Composability through multiple inheritance¶
Original Polish Title: Kompozycja poprzez wielokrotne dziedziczenie
note:: Talk is in English, but title and description were in Polish
by Łukasz Langa
Description¶
Jednym z momentów zwrotnych w historii było wprowadzenie produkcji półfabrykatów. Poprzez tworzenie prostych komponentów, które integruje się później w złożone produkty, producenci są w stanie budować szybciej i taniej, osiągając lepszą jakość. W tej opowieści programisty o sercu inżyniera opisuję, jak używam mechanizmu wielokrotnego dziedziczenia dostępnego w Pythonie, by realizować tę rzeczywistość przemysłową w kodzie źródłowym. Przykłady bazują głównie na Django, jego ORM, formularzach i klasowych widokach. Jednakże zasady, które opisuję, są ogólne. W trakcie wykładu wspominam o sposobach implementacji komponowalnych modeli abstrakcyjnych, a także mixinów do formularzy i widoków. Tłumaczę, jak to podejście tworzy czytelne i zarządzalne idiomy, wraz z ich plusami i minusami. Zakończę podsumowując moje doświadczenia z próbą stworzenia biblioteki ściśle reużywalnych komponentów.
This is a talk on composition
Act I: Exposition¶
- You can use legos to build small things and yet also to build big things.
- Lego blocks do have the composability feature
- To make components work, you need to have a framework that embodies compositionality.

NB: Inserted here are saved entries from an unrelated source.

PR #358, opened 2025-03-04
feat: pepr Keycloak Client management

slaskawi:
## Description

This Pull Request is the counterpart of https://github.com/defenseunicorns/uds-core/pull/1341 and introduces necessary plugins and Realm Configuration for using Client Credentials Grant by the UDS Operator to manage Keycloak Clients

The documentation for this feature will be delivered separately

## Related Issue

* Fixes https://github.com/defenseunicorns/uds-core/issues/1329
* Fixes https://github.com/defenseunicorns/uds-core/issues/1328
* Relates to https://github.com/defenseunicorns/uds-core/issues/1296
* [Technical Design](https://www.notion.so/Managing-Keycloak-Clients-from-Pepr-1a5e512f24fc80c4bc35d13b9d7a1367)

## Type of change

## Checklist before merging


.github/workflows/test.yaml
```diff
@@ -134,3 +134,25 @@ jobs:
 
       - name: Cypress Integration Tests
         run: uds run uds-core-integration-tests --no-progress
+
+  uds_core_cypress_integration_dynamic_client_registration:
```
slaskawi, line 138: Ask Keycloak Admins how to run this?

src/plugin/src/main/java/com/defenseunicorns/uds/keycloak/plugin/authentication/authenticators/client/ClientIdAndKubernetesSecretAuthenticator.java
```diff
@@ -0,0 +1,219 @@
...
+import org.slf4j.LoggerFactory;
+
+import java.io.IOException;
+import java.lang.invoke.MethodHandles;
+import java.nio.file.Path;
+import java.util.*;
+
+import static java.nio.file.Files.readString;
+
+public class ClientIdAndKubernetesSecretAuthenticator extends AbstractClientAuthenticator {
```
slaskawi, line 33: public docs

src/plugin/src/main/java/com/defenseunicorns/uds/keycloak/plugin/authentication/authenticators/client/ClientIdAndKubernetesSecretAuthenticator.java
```diff
@@ -0,0 +1,219 @@
...
+
+    public static final String PROVIDER_ID = "client-kubernetes-secret";
```
slaskawi, line 35: Can we find a better name?

src/plugin/src/main/java/com/defenseunicorns/uds/keycloak/plugin/clientpolicy/executor/UDSClientPolicyPermissionsExecutor.java
```diff
@@ -0,0 +1,85 @@
...
+import org.keycloak.services.clientpolicy.ClientPolicyException;
+import org.keycloak.services.clientpolicy.context.ClientCRUDContext;
+import org.keycloak.services.clientpolicy.executor.ClientPolicyExecutorProvider;
+import org.keycloak.services.clientpolicy.executor.FullScopeDisabledExecutorFactory;
+import org.slf4j.Logger;
+import org.slf4j.LoggerFactory;
+
+import java.lang.invoke.MethodHandles;
+
+public class UDSClientPolicyPermissionsExecutor implements ClientPolicyExecutorProvider<ClientPolicyExecutorConfigurationRepresentation> {
```
slaskawi, line 22: Public docs

src/plugin/src/main/java/com/defenseunicorns/uds/keycloak/plugin/clientpolicy/executor/UDSClientPolicyPermissionsExecutor.java
```diff
@@ -0,0 +1,85 @@
...
+    @Override
+    public String getProviderId() {
+        return FullScopeDisabledExecutorFactory.PROVIDER_ID;
+    }
+
+    private void autoConfigure(ClientRepresentation rep) {
+        if (rep.getAttributes() == null)
+            rep.setAttributes(new java.util.HashMap<>());
+        rep.getAttributes().put(ATTRIBUTE_UDS_OPERATOR, ATTRIBUTE_UDS_OPERATOR_VALUE);
+        rep.setFullScopeAllowed(false);
```
slaskawi, line 82: Compare this with features we have in sso part of the Package spec

src/plugin/src/main/java/com/defenseunicorns/uds/keycloak/plugin/clientpolicy/executor/UDSClientPolicyPermissionsExecutorFactory.java
```diff
@@ -0,0 +1,52 @@
...
+import org.keycloak.Config;
+import org.keycloak.models.KeycloakSession;
+import org.keycloak.models.KeycloakSessionFactory;
+import org.keycloak.provider.ProviderConfigProperty;
+import org.keycloak.services.clientpolicy.executor.ClientPolicyExecutorProviderFactory;
+
+import java.util.Collections;
+import java.util.List;
+
+public class UDSClientPolicyPermissionsExecutorFactory implements ClientPolicyExecutorProviderFactory {
```
slaskawi, line 17: Public docs

src/realm.json
```diff
@@ -802,6 +823,64 @@
                 "offline_access",
                 "microprofile-jwt"
             ]
+        },
+        {
+            "id": "16e3cc1f-89d1-4012-b40d-0bdecfe21d70",
+            "clientId": "uds-operator",
+            "name": "uds-operator",
+            "description": "A client used by the UDS Operator",
+            "rootUrl": "",
```
slaskawi, line 832: We don't need these default options

tasks.yaml
```diff
@@ -129,8 +135,9 @@ tasks:
   - name: clone-core
     description: "Clone UDS Core for integration testing"
     actions:
-      - cmd: rm -rf uds-core/
-      - cmd: git clone --branch ${CORE_VERSION} https://github.com/defenseunicorns/uds-core.git
+      - cmd: rm -rf uds-core
+#      - cmd: git clone --branch ${CORE_VERSION} https://github.com/defenseunicorns/uds-core.git
```
slaskawi, line 139: This Pull Request is in Draft as https://github.com/defenseunicorns/uds-core/pull/1341 needs to be merged first

src/plugin/src/main/java/com/defenseunicorns/uds/keycloak/plugin/clientpolicy/executor/UDSClientPolicyPermissionsExecutor.java
```diff
@@ -0,0 +1,104 @@
...
+
+    @Override
+    public String getProviderId() {
+        return FullScopeDisabledExecutorFactory.PROVIDER_ID;
+    }
+
+    private void setUDSOperatorAsOwner(ClientRepresentation rep) {
+        if (rep.getAttributes() == null)
+            rep.setAttributes(new java.util.HashMap<>());
+        rep.getAttributes().put(ATTRIBUTE_UDS_OPERATOR, ATTRIBUTE_UDS_OPERATOR_VALUE);
```
slaskawi, line 102: We will probably need to mirror the Client Registration Policies here (potentially without a list of trusted hosts as this is already covered by the Authentication and Istio).

mjnagel: I think we probably would want to keep the restrictions but I might need to further review. If there are `Package` CRs that could be created, but fail reconciliation because of this policy - we may want to review our validator code and block `Package` CRs if the SSO config would cause an error (this would surface the failure quicker).

slaskawi: Ok, makes sense. I've implemented missing checks and enforcement.

src/plugin/src/main/java/com/defenseunicorns/uds/keycloak/plugin/authentication/authenticators/client/ClientIdAndKubernetesSecretAuthenticator.java
```diff
@@ -0,0 +1,222 @@
...
+    private static final Logger logger = LoggerFactory.getLogger(MethodHandles.lookup().lookupClass());
+
+    private String secretMountPath;
+
+    static String readMountedClientSecret(String secretMountPath, String clientId) throws IOException {
+        String mountedClientSecret = null;
+        Path mountedClientSecretPath = Path.of(secretMountPath).resolve(clientId);
+        logger.debug("Reading Client Secret from: {}", mountedClientSecretPath);
+
+        mountedClientSecret = readString(mountedClientSecretPath);
```
UnicornChance, line 55: is there any concern with whitespace here? wondering if it would be a good idea to add `.trim()` for the sake of safety.

src/plugin/src/main/java/com/defenseunicorns/uds/keycloak/plugin/authentication/authenticators/client/ClientIdAndKubernetesSecretAuthenticator.java
```diff
@@ -0,0 +1,222 @@
...
+
+import java.io.IOException;
+import java.lang.invoke.MethodHandles;
+import java.nio.file.Path;
+import java.util.*;
+
+import static java.nio.file.Files.readString;
+
+/**
+ * Keycloak Client Authenticator that uses client_id obtained from the request and client_secret obtained from a Kubernetes Secret mounted into the Keycloak Pod.
```
UnicornChance, line 34: Can we expand this comment to provide some more context of what's happening in this authenticator?

src/plugin/src/main/java/com/defenseunicorns/uds/keycloak/plugin/clientpolicy/executor/UDSClientPolicyPermissionsExecutorFactory.java
```diff
@@ -0,0 +1,55 @@
...
+import org.keycloak.models.KeycloakSession;
+import org.keycloak.models.KeycloakSessionFactory;
+import org.keycloak.provider.ProviderConfigProperty;
+import org.keycloak.services.clientpolicy.executor.ClientPolicyExecutorProviderFactory;
+
+import java.util.Collections;
+import java.util.List;
+
+/**
+ * Keycloak Client Policy Executor Factory for the UDS Operator.
```
UnicornChance, line 18: it wasnt immediately clear to me what the use of this was for and had to go dig through the keycloak docs to understand it a bit more. i think it would be good to add some more context here. 
```suggestion
 * Factory for creating and registering the UDS Client Policy Executor with Keycloak.
 *
 * This class is needed to integrate the custom UDS security hardening logic into Keycloak's
 * client management process. It creates instances of UDSClientPolicyPermissionsExecutor, which
 * enforce policies such as:
 * - Marking clients as created by the UDS Operator by setting the "created-by=uds-operator" attribute.
 * - Restricting operations on clients not owned by the UDS Operator or not following the naming convention.
 * - Disabling the "Full Scope Allowed" feature and limiting client scopes to an allowed set.
 *
 * Without this factory, Keycloak would not be able to instantiate and manage the custom policy
 * executor, and the UDS-specific client policies would not be enforced.
```

src/plugin/src/main/java/com/defenseunicorns/uds/keycloak/plugin/authentication/authenticators/client/ClientIdAndKubernetesSecretAuthenticator.java
slaskawi: Of course! Added!

src/plugin/src/main/java/com/defenseunicorns/uds/keycloak/plugin/clientpolicy/executor/UDSClientPolicyPermissionsExecutor.java
```diff
@@ -0,0 +1,153 @@
...
+ * * The Client can't use the Full Scope Allowed feature.
+ * * The Client can only use a limited set of Client Scopes (see {@code UDSClientPolicyPermissionsExecutor.ALLOWED_CLIENT_SCOPES}).
+ */
+public class UDSClientPolicyPermissionsExecutor implements ClientPolicyExecutorProvider<ClientPolicyExecutorConfigurationRepresentation> {
+
+    public static final String UDS_OPERATOR_CLIENT_ID = "uds-operator";
+    public static final String ATTRIBUTE_UDS_OPERATOR = "created-by";
+    public static final String ATTRIBUTE_UDS_OPERATOR_VALUE = "uds-operator";
+
+    public static final List<String> ALLOWED_CLIENT_SCOPES = List.of("openid",
```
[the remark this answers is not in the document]
slaskawi: I added a dev doc with proper comment. But I'm having second thoughts if we really should put any restriction here in place. After all, the Package CR already has `defaultClientScopes` as well as `protocolMappers`, so we expose ways to modify the Access Token.

On one had, adding custom Client Scopes gives Mission Heroes flexibility to include non-standard Claims in the tokens that might be necessary for their mission. When integrating a third part IdP (like Entra ID) with custom mappers, we need a custom claim to get it into the token.

On the other hand, from the security hardening perspective, there's no better way to prevent accidental misconfiguration and getting unwanted things into tokens as restricting Client Scopes (and transitively - Protocol Mappers as they are attached to Client Scopes). 

So we're looking at a balance between the flexibility and security here. **My personal opinion is to loosen up restrictions here and favor flexibility**.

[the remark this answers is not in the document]
slaskawi: What's your take on this @UnicornChance @mjnagel and @bburky ?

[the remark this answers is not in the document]
UnicornChance: I agree, with the package CR exposing the defualtClientScopes and protocolMappers, this will probably get confusing for end users. I don't feel strongly about this though, so if someone else thinks security is the better approach, i definitely see the value in that.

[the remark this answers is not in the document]
slaskawi: After discussing this in person, we decided to leave the list unrestricted now and harden this feature more in the future. This effort is tracked here: https://github.com/defenseunicorns/uds-identity-config/issues/385

The idea is to provide a configurable policy with sane defaults for both - allowed Protocol Mappers as well as Custom Claims.

src/plugin/src/main/java/com/defenseunicorns/uds/keycloak/plugin/clientpolicy/executor/UDSClientPolicyPermissionsExecutor.java
```diff
@@ -0,0 +1,153 @@
...
+            return null;
+        }
+        return clientCRUDContext.getAuthenticatedClient().getClientId();
+    }
+
+    boolean isOwnedByUDSOperator(ClientModel client) {
+        return ATTRIBUTE_UDS_OPERATOR_VALUE.equals(client.getAttribute(ATTRIBUTE_UDS_OPERATOR));
+    }
+
+    boolean hasBackwardsCompatibleClientName(ClientModel client) {
```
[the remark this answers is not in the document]
slaskawi: Note for reviewers: After doing a research, it turned out that there are too many different Client IDs out there to write a pattern to match them all. I decided to flip the logic and prevent the UDS Operator from accessing a few critical Clients from Keycloak and logging warnings if it tries to access some weird naming patterns. 

I think we can revisit this in a couple of releases and assume the Client Credentials has successfully been deployed and make this much more restrictive. 

This effort is tracked in https://github.com/defenseunicorns/uds-identity-config/issues/386

UnicornChance (dismissed):

src/plugin/src/main/java/com/defenseunicorns/uds/keycloak/plugin/authentication/authenticators/client/ClientIdAndKubernetesSecretAuthenticator.java
```diff
@@ -0,0 +1,235 @@
...
+
+        if (!client.isEnabled()) {
+            context.failure(AuthenticationFlowError.CLIENT_DISABLED, null);
+            return;
+        }
+
+        if (client.isPublicClient()) {
+            context.success();
+            return;
+        }
```
mjnagel, line 143: Is this authenticator run for all clients, or just our `uds-operator` client? Assuming it's only for our operator client, would it be better to fail + throw some error here because the client _shouldn't_ be public? Okay moving forward with this as-is though - I think this only plays a role if an admin manually changed the client to set it to public.

src/plugin/src/main/java/com/defenseunicorns/uds/keycloak/plugin/clientpolicy/executor/UDSClientPolicyPermissionsExecutor.java
```diff
@@ -0,0 +1,132 @@
...
+            case "realm-management":
+            case "security-admin-console":
+            case "uds-operator":
+            logger.warn("Denying access to the Client with Client ID: {}. This Client is not allowed to be accessed by the UDS Operator.", client.getClientId());
+            return false;
+        }
+
+        if (!client.getClientId().startsWith("uds")) {
+            logger.debug("Allowing access to the Client with Client ID: {} in backwards compatibility mode. Please note, that this type of access will be denied in the future.", client.getClientId());
+        }
```
mjnagel, line 100: Okay leaving this as-is for now if you still see a use-case for it, but with the changes on the core side to add this attribute in dynamic mode I think we can avoid this backwards compatibility check?

mjnagel (commented):
LGTM overall - small comments, but the functionality seems to work as expected in testing.

src/plugin/src/main/java/com/defenseunicorns/uds/keycloak/plugin/clientpolicy/executor/UDSClientPolicyPermissionsExecutor.java
slaskawi: After thinking about this for a while, I think you're right. During the upgrade, Mission Heroes will first upgrade the UDS Operator, which will go through all the Packages and update the required Client Attribute. Then, Mission Heroes will start upgrading the Realm. 

I'll remove the backwards compatibility check but will also mention in the upgrade notes that if Mission Heroes hit any problems, it is advisable to disable the Policy and just it a bit more time to update everything.

src/plugin/src/main/java/com/defenseunicorns/uds/keycloak/plugin/authentication/authenticators/client/ClientIdAndKubernetesSecretAuthenticator.java
slaskawi: No, this needs to stay as is. The Client Authenticators are called in a chain (chain of responsibility pattern) - one after another with the order defined in the Client Credentials Authorization Flow. If we block here, we essentially block other Client Authenticators from evaluating. 

In theory we could make it a bit more restrictive by calling `context.attempted()` but I decided to make it more permissive. This way, you can use it along with other Authenticators as "required" giving less chances for user misconfiguration.

tasks.yaml
```diff
@@ -43,6 +47,8 @@ tasks:
       - task: dev-build
       - cmd: |
           k3d image import -c uds uds-core-config:keycloak
+          kubectl patch statefulset keycloak -n keycloak --type='merge' -p '{"metadata":{"labels":{"zarf.dev/agent":"ignore"}}}'
+          kubectl patch statefulset keycloak -n keycloak --type='merge' -p '{"spec":{"template":{"metadata":{"labels":{"zarf.dev/agent":"ignore"}}}}}'
```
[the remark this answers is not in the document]
slaskawi: If you don't mind, I'd like to leave it. Quite often I'm reusing my environment for working on UDS Core where I often deploy things using the bundle (at least I used to work with a few features I had to do this). In this case, I quickly ran into a situation where Zarf was interfering preventing the `dev-update-image`. With this change - it works in every case.

It's worth calling out that if the webhook is not there, this doesn't do anything.

mjnagel (approved):

tasks.yaml
UnicornChance: I've updated this to point at the main branch, will need to revert this back to latest core release after we release uds-core 0.39.0.

mjnagel (approved):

- UNIX pipes are a good example:
- Composition isn’t a science, it’s an art
- Programming done well is art. Programming done badly is trash
- Jamie Zawinksi: You can have a string that describes things accurately, or you can have a string that describes things accurately with flair
Note
According to Lucasz, the owner of Lego stole the invention from someone else and patented it, and made a fortune. The actual inventor died of grief.
Act II: Rising Action¶
- If you use old-style style classes, you’re going to have a bad time.
MRO¶
>>> class A(object):
pass
...
...
>>> A.mro()
[<class '__main__.A'>, <type 'object'>]
Thoughts on the diamond problem¶
>>> class A(object): pass
>>> class B(object): pass
>>> class AB(A,B): pass
>>> class BA(B,A): pass
>>> class C(D, AB): pass
>>> class D(A): pass
Python has a definition of how to resolve the diamond problem in multiple inheritance.

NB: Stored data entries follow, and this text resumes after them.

PR #360, opened 2025-03-04
fix: broken cypress tests

### LINKED ISSUE #348: local cypress e2e tests are failing + new sso.uds.dev test
### Steps to reproduce
1. Copying in the latest uds-core ( main branch ) and commenting out the clone uds-core task from `uds-core-integration-tests` task
2. running that task `uds run uds-core-integration-tests` 
3. I see failures on the `Existing Users` tests consistently 

### Additional test
Expand the verify logged in cypress command so that it makes sure the user profile page in the account portal is actually loading. There was [a bug](https://github.com/defenseunicorns/uds-identity-config/pull/347) that caused the account UI to return 200 status code but not actually load all the page content. Would be very beneficial to check this for the future.

### Expected result
CI works fine, but local does not. Need to investigate and understand why

UnicornChance:
## Description

It appears that in the latest version of cypress (14.1+) there was some optimizations made to the tests that has exposed a race condition that was undetected in the tests. ( could also be that the cypress tests are now synchronous by default whereas previous to the new cypress version they were asynchronous, however the release notes don't mention this).

The way that cypress manages injected CAC browser certs, means that it's there for all tests. Previously the registration test that actually uses that cert always got to it first, now the login user test gets there first and causes cypress to fail because it wasn't expecting to get a CAC pop up.

There is two avenues to fix this, i went with the 2nd option so that we could guarantee the outcome of tests now and in the future where there are additional tests added:

1. combine test into a single file, rather than three individual ones
     - simplest solution, only 9 tests total across the three files
     - does mean the tests need to be ordered correctly ( fragile in the long term )
     - can maintain the npm run command that gets all cypress tests regardless of name
     
2. add some logic so that the cac is only present in the browser for the registration tests.
     - this would allow us to keep individual files for the different test
     - also means the tests are truly individual from one another
     - requires that an ENV be passed in to the registration test

## Test locally:
`uds run uds-core-integration-tests` - run cypress tests against latest release of uds-core, should result in successful e2e tests.

## Related Issue

Fixes #348 

## Type of change

## Checklist before merging

### DIFF
--- a/src/test/cypress/package.json
+++ b/src/test/cypress/package.json
@@ -4,9 +4,9 @@
   "main": "index.js",
   "scripts": {
     "cy.open": "cypress open",
-    "cy.run": "cypress run",
+    "cy.run": "cross-env USE_CAC=true cypress run --spec 'e2e/registration.cy.ts' && cross-env USE_CAC=false cypress run --spec 'e2e/**/*.cy.ts,!e2e/registration.cy.ts'",
     "cy.run:registration": "cross-env USE_CAC=true cypress run --spec 'e2e/registration.cy.ts'",
-    "cy.run:others": "cross-env USE_CAC=false cypress run --spec 'e2e/login.cy.ts,e2e/group-authz.cy.ts'",
+    "cy.run:others": "cross-env USE_CAC=false cypress run --spec 'e2e/**/*.cy.ts,!e2e/registration.cy.ts'",
     "prettier": "prettier --write **/*.ts"
   },
   "devDependencies": {
--- a/src/test/cypress/package.json
+++ b/src/test/cypress/package.json
@@ -5,11 +5,14 @@
   "scripts": {
     "cy.open": "cypress open",
     "cy.run": "cypress run",
+    "cy.run:registration": "cross-env USE_CAC=true cypress run --spec 'e2e/registration.cy.ts'",
+    "cy.run:others": "cross-env USE_CAC=false cypress run --spec 'e2e/login.cy.ts,e2e/group-authz.cy.ts'",
     "prettier": "prettier --write **/*.ts"
   },
   "devDependencies": {
     "cypress": "^14.0.0",
     "prettier": "^3.2.5",
-    "typescript": "^5.4.3"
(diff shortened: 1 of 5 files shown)


src/test/cypress/package.json
```diff
@@ -5,11 +5,14 @@
   "scripts": {
     "cy.open": "cypress open",
     "cy.run": "cypress run",
```
mjnagel, line 7: Will this script fail as-is? If so, should we just remove it from the list here? Or alternatively could we run the other two commands here with `&&`?

src/test/cypress/package.json
```diff
@@ -5,11 +5,14 @@
...
+    "cy.run:registration": "cross-env USE_CAC=true cypress run --spec 'e2e/registration.cy.ts'",
+    "cy.run:others": "cross-env USE_CAC=false cypress run --spec 'e2e/login.cy.ts,e2e/group-authz.cy.ts'",
```
mjnagel, line 9: I haven't looked too closely at these test but are there any dependencies between them (i.e. does login require registration first)? If so - wonder if we can handle this cleanly...maybe related to the other comment and whether we could keep the `cy.run` task still.

src/test/cypress/package.json
UnicornChance: yeah thats a good call, the `cy.run` will fail as is.

src/test/cypress/package.json
UnicornChance: The tests are independent of each other, they can be run in any order or any subset. Previous to these changes that wasn't the case because of the CaC stuff.

slaskawi (dismissed):

src/test/cypress/package.json
UnicornChance: i've updated the scripts to have one that runs the registration tests and one that runs everything but the registrations tests. This is different from initial implementation because it no longer requires specifying each file that isn't registration tests.

Updated the cy.run to run those two scripts, and also updated the top level cypress tests task to use the cy.run again.

mjnagel (approved):
LGTM - great find/fix.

- Python has cooperative inheritance
- In our example, you have to carefully watch how things are constructed
Super was designed to solve this problem¶
But it failed. It’s only useful in limited cases and can fool you.
class D(A):
def __init__(self):
super(D, self).__init__(arg_a='d')
- Don’t omit super(c, self).__init__() even if your base class is object
- Don’t assume you know what arguments you are going to get
- Dont’ assume you know what arguments you should pass to super
Warning: If you mix ClassName.__init__() and super your are going to have a bad time.
Django ORM as a diamond pattern case study¶
Problems: If you have a diamond pattern in Django it causes duplicate fields
breaks the Liskov substitution pattern
Example https://github.com/ambv/kitdjango/blob/master/src/lck/django/common/models.py
- TASK: Check out what happens when you add TimeTrackable and something else from this file. You will apparently get duplicate fields.
Act III: Example¶
Use base classes in Django models is a good way to have easily maintained code. Examples:
EditorTrackable is a Model base that handles not just who can edit data, but also handles cascading deletes elegantly.
TimeTrackable is a model that tracks when something was created/deleted. Includes the following:
- Created
- Modified
- cache_version is an field that tracks which cached version is being displayed
By composing his models on many projects via Abstract Models, he can test each reused abstract model extensively and repeatedly.